Data under study:

***

PR #38, opened 2020-12-29
split Queue into receiver and sender to support multi-thread environment

jiangliu:
The virtio queue is duplex comunication channel, it receives available descriptors from the driver and sends used descriptor to the driver. So the queue could be split into a receive endpoint and a sender endpoint.
 
With split queue, the receiver endpoint receives available descriptors from driver by accessing the descriptor table and available ring. It also updates device event suppression status when receiving available descriptors. For the sender endpoint, it puts used descriptors into the used ring. It also queries driver event suppression status when sending used descriptors.
    
For packed queue, it includes a descriptor table, a driver event suppression block and a device event suppression block. So packed queue could be abstracted in the same way as split queue.
    
Current queue implementation is optimzed for single thread environment, there a single thread will receive available descriptors, handle these descriptors and then send those used descriptors in order. This mode will limit the performance of high IO virtio backends, such as virtiofs.
    
So split the queue into receiver and sender. Due to implementation complex, the receiver still only supports single thread environment. For the sender endpoint, both a single thread version and a multiple thread version are provided. For the multi-thread version, it could be send between threads, and the sender and the receiver could work concurrently.

This is also a preparation for support rust async/await and packed queue.

### DIFF
--- a/benches/queue/mod.rs
+++ b/benches/queue/mod.rs
@@ -5,7 +5,7 @@ mod mock;
 
 use criterion::{black_box, BatchSize, Criterion};
 use vm_memory::{GuestAddress, GuestAddressSpace, GuestMemoryAtomic, GuestMemoryMmap};
-use vm_virtio::Queue;
+use vm_virtio::{Queue, QueueSinkerT, QueueSourceT};
 
 use mock::MockSplitQueue;
 
--- a/coverage_config_x86_64.json
+++ b/coverage_config_x86_64.json
@@ -1,5 +1,5 @@
 {
-  "coverage_score": 88.8,
+  "coverage_score": 89.2,
   "exclude_path": "",
   "crate_features": "backend-stdio"
 }
--- a/src/block/request.rs
+++ b/src/block/request.rs
@@ -253,7 +253,7 @@ mod tests {
     use vm_memory::{Address, GuestMemoryMmap};
 
     use crate::queue::tests::VirtQueue;
-    use crate::{VIRTQ_DESC_F_NEXT, VIRTQ_DESC_F_WRITE};
+    use crate::{QueueSourceT, VIRTQ_DESC_F_NEXT, VIRTQ_DESC_F_WRITE};
 
     impl PartialEq for Error {
         fn eq(&self, other: &Self) -> bool {
--- a/src/device/mmio.rs
+++ b/src/device/mmio.rs
@@ -12,7 +12,7 @@ use std::sync::atomic::Ordering;
 use vm_memory::{GuestAddress, GuestAddressSpace};
 
 use crate::device::{status, WithDriverSelect};
-use crate::Queue;
+use crate::{Queue, QueueConfigT};
 
 // Required by the Virtio MMIO device register layout at offset 0 from base. Turns out this
 // is actually the ASCII sequence for "virt" (in little endian ordering).
--- a/src/device/mod.rs
+++ b/src/device/mod.rs
@@ -17,7 +17,7 @@ use std::result;
 use std::sync::atomic::AtomicU8;
 use std::sync::Arc;
 
-use crate::Queue;
+use crate::{Queue, QueueConfigT};
 
 pub use mmio::VirtioMmioDevice;
 pub use virtio_config::{VirtioConfig, VirtioDeviceActions, VirtioDeviceType};
--- a/src/device/virtio_config.rs
+++ b/src/device/virtio_config.rs
@@ -11,7 +11,7 @@ use std::sync::Arc;
 use vm_memory::GuestAddressSpace;
 
 use crate::device::{VirtioDevice, WithDriverSelect};
-use crate::Queue;
+use crate::{Queue, QueueConfigT};
 
 /// An object that provides a common virtio device configuration representation. It is not part
 /// of the main `vm-virtio` set of interfaces, but rather can be used as a helper object in
--- a/src/queue.rs
+++ b/src/queue.rs
@@ -77,38 +77,42 @@ impl Display for Error {
 
 impl std::error::Error for Error {}
 
-/// A virtio descriptor constraints with C representation
+/// A split virtio descriptor to encapsulate a driver data buffer.
+///
+/// The descriptor table refers to the buffers the driver is using for the device. The `addr` is
+/// a physical address, and the buffers can be chained via next. Each descriptor describes a
+/// buffer which is read-only for the device (“device-readable”) or write-only for the device
+/// (“device-writable”), but a chain of descriptors can contain both device-readable and
+/// device-writable buffers.
 #[repr(C)]
 #[derive(Default, Clone, Copy)]
 pub struct Descriptor {
-    /// Guest physical address of device specific data
+    /// Guest physical address of the data buffer.
     addr: u64,
 
-    /// Length of device specific data
+    /// Length of the data buffer.
     len: u32,
 
-    /// Includes next, write, and indirect bits
+    /// Data buffer flags, including the next, write, and indirect bits.
     flags: u16,
 
-    /// Index into the descriptor table of the next descriptor if flags has
-    /// the next bit set
+    /// Index into the descriptor table of the next descriptor if flags has the next bit set.
     next: u16,
 }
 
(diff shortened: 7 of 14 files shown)


alexandruag:
Hi Gerry! I've started looking at this, and I was wondering if you have a quick example or high level description of how multiple threads can process a queue in parallel using the new functionality (i.e. what happens after the driver sends a notification, how is work distributed between workers, and how do the descriptor chains end up in the used ring). This would complement the PR nicely, and helps thinking about this class of use cases.

jiangliu:
> Hi Gerry! I've started looking at this, and I was wondering if you have a quick example or high level description of how multiple threads can process a queue in parallel using the new functionality (i.e. what happens after the driver sends a notification, how is work distributed between workers, and how do the descriptor chains end up in the used ring). This would complement the PR nicely, and helps thinking about this class of use cases.

We started to enable multi-threaded support of virtio queue, but it turns out to be a much more fundamental refactor.
   Several traits are introduced to mudularize the queue implementation:
    - QueueSource: interfaces to consume available descriptors from Queue
    - QueueSourceEndpoint: internal trait to implement QueueSource
    - QueueSink: interfaces to put used descriptors into Queue
    - QueueSinkEndpoint: internal trait to implement QueueSink
    - QueueConfig: configure and get configuraiton about Queue
    - QueueT: QueueConfig + QueueSource + QueneSink
    
    With this changes, we could hide `GuestAddressSpace` from device and
    block subsystems, which now takes a `Q: QueueT` generic parameter
    instead of `M: GuestAddressSpace`.

I found the PR has heavy conflicts with #33, and @andreeaflorescu is proposing to convert vm-virtio to a workspace #44 ,
so I have merged the main idea from #33 to split the queue.rs into submodules.  It may also interfere with #41 because both introduce VirtioConfig:)

alexandruag:
Hi Gerry, apologies for taking longer than expected to wrap up my initial review. Also, thanks for the detailed tests and comments; they really helped understand the model you're building better. Given the complexity of the changes, it looks like a good next step is to see if we can start with some simplifications, and add things on top if it turns out they're not actually sufficient (they also help me validate I actually got some of these things right :D).

With the current state of upstream `vm-virtio`, the most straightforward way of interacting with the same queue from multiple threads is to wrap it in an `Arc<Mutex<>>` and pass that around. This is probably not the most flexible option, as both the "available" and "used" parts have to contend for taking the same lock. For example, in the `test_multi_thread_source_sink` test you've added, there's a `Mutex` for the "available" part, and another one for "used" to avoid that kind of contention I would assume. A interesting question in this context is whether it makes sense to simply use two clones of the same `Queue` instead of actually splitting `Queue` into separate sink and source structures. Going back to your test, instead of:

```rust
let source = Arc::new(Mutex::new(AvailRing::new(m.clone(), vq.size())));
let sink = Arc::new(Mutex::new(UsedRing::new(m.clone(), vq.size())));
``` 

we'd have something like


```rust
let queue = // fully set up new queue ...
let source = Arc::new(Mutex::new(queue.clone());
let sink = Arc::new(Mutex::new(queue));

```

From a high level, it looks like this should work, as the sink and source are orthogonal in terms of functionality. If so, a related question is whether `next_avail` needs to become a `Position` (vs remaining a `Wrapping<u16>`), because it also seems like we can make the sink functionality independent of that field.

Using this approach means that the actual state of the `Queue` gets split between the two clones, but ultimately the same thing happens when dividing the `Queue` into separate source and sink objects in this proposal. I think one potential concern can be that, when passing the clones around, they support the full functionality of the Queue (and not just sink or just source). However, if this is an issue, we can define the sink and source traits, implement them for the entire `Queue` object, and use each clone behind an appropriate trait bound, as opposed to the full current interface.

I know the above questions are quite high level and omit some details, but I was really curious to get your thoughts around starting with a simplified approach, before moving forward with the discussion.

jiangliu:
> Hi Gerry, apologies for taking longer than expected to wrap up my initial review. Also, thanks for the detailed tests and comments; they really helped understand the model you're building better. Given the complexity of the changes, it looks like a good next step is to see if we can start with some simplifications, and add things on top if it turns out they're not actually sufficient (they also help me validate I actually got some of these things right :D).
> 
> With the current state of upstream `vm-virtio`, the most straightforward way of interacting with the same queue from multiple threads is to wrap it in an `Arc<Mutex<>>` and pass that around. This is probably not the most flexible option, as both the "available" and "used" parts have to contend for taking the same lock. For example, in the `test_multi_thread_source_sink` test you've added, there's a `Mutex` for the "available" part, and another one for "used" to avoid that kind of contention I would assume. A interesting question in this context is whether it makes sense to simply use two clones of the same `Queue` instead of actually splitting `Queue` into separate sink and source structures. Going back to your test, instead of:
> 
> ```rust
> let source = Arc::new(Mutex::new(AvailRing::new(m.clone(), vq.size())));
> let sink = Arc::new(Mutex::new(UsedRing::new(m.clone(), vq.size())));
> ```
> 
> we'd have something like
> 
> ```rust
> let queue = // fully set up new queue ...
> let source = Arc::new(Mutex::new(queue.clone());
> let sink = Arc::new(Mutex::new(queue));
> ```
> 

This is really an interesting observersion:)
Previously I think  struct UsedRing needs to share AvailRing::next_avail, but after a double checking it turns out to be unnecessary.
But when implementing packed queue, some tricky is needed to work out this way.

jiangliu:
> Hi Gerry, apologies for taking longer than expected to wrap up my initial review. Also, thanks for the detailed tests and comments; they really helped understand the model you're building better. Given the complexity of the changes, it looks like a good next step is to see if we can start with some simplifications, and add things on top if it turns out they're not actually sufficient (they also help me validate I actually got some of these things right :D).
> 
> With the current state of upstream `vm-virtio`, the most straightforward way of interacting with the same queue from multiple threads is to wrap it in an `Arc<Mutex<>>` and pass that around. This is probably not the most flexible option, as both the "available" and "used" parts have to contend for taking the same lock. For example, in the `test_multi_thread_source_sink` test you've added, there's a `Mutex` for the "available" part, and another one for "used" to avoid that kind of contention I would assume. A interesting question in this context is whether it makes sense to simply use two clones of the same `Queue` instead of actually splitting `Queue` into separate sink and source structures. Going back to your test, instead of:
> 
> ```rust
> let source = Arc::new(Mutex::new(AvailRing::new(m.clone(), vq.size())));
> let sink = Arc::new(Mutex::new(UsedRing::new(m.clone(), vq.size())));
> ```
> 
> we'd have something like
> 
> ```rust
> let queue = // fully set up new queue ...
> let source = Arc::new(Mutex::new(queue.clone());
> let sink = Arc::new(Mutex::new(queue));
> ```
> 
> From a high level, it looks like this should work, as the sink and source are orthogonal in terms of functionality. If so, a related question is whether `next_avail` needs to become a `Position` (vs remaining a `Wrapping<u16>`), because it also seems like we can make the sink functionality independent of that field.
> 
> Using this approach means that the actual state of the `Queue` gets split between the two clones, but ultimately the same thing happens when dividing the `Queue` into separate source and sink objects in this proposal. I think one potential concern can be that, when passing the clones around, they support the full functionality of the Queue (and not just sink or just source). However, if this is an issue, we can define the sink and source traits, implement them for the entire `Queue` object, and use each clone behind an appropriate trait bound, as opposed to the full current interface.
> 
> I know the above questions are quite high level and omit some details, but I was really curious to get your thoughts around starting with a simplified approach, before moving forward with the discussion.

I have tried to follow the way suggested above, but failed.
A queue conceptually includes three parts: configuration, source and sink.
```
pub trait QueueT: QueueConfig + QueueSource + QueueSink
```
If we clone the queue, one for source, and another for sink, it will cause trouble to the configuration part.

And I have heavily refactored the abstraction, now it's much more clear. Now the main interface traits and the relationship among them is as below:
```
QueueT: QueueConfig + QueueSource + QueueSink;
QueueConfig: QueueSourceConfig + QueueSinkConfig
```

jiangliu:
@alexandruag Hi, I have tried another round to follow the way suggested by you, and succeeded this time. As expected, the final change is much more clear and simple. Thanks for you suggestions:)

***

What you should do:
Give an exact copy of the lines above from the line with "We started to" up to and including the line with "- QueueSinkEndpoint: internal", and leave everything else out.

The answer:
We started to enable multi-threaded support of virtio queue, but it turns out to be a much more fundamental refactor.
   Several traits are introduced to mudularize the queue implementation:
    - QueueSource: interfaces to consume available descriptors from Queue
    - QueueSourceEndpoint: internal trait to implement QueueSource
    - QueueSink: interfaces to put used descriptors into Queue
    - QueueSinkEndpoint: internal trait to implement QueueSink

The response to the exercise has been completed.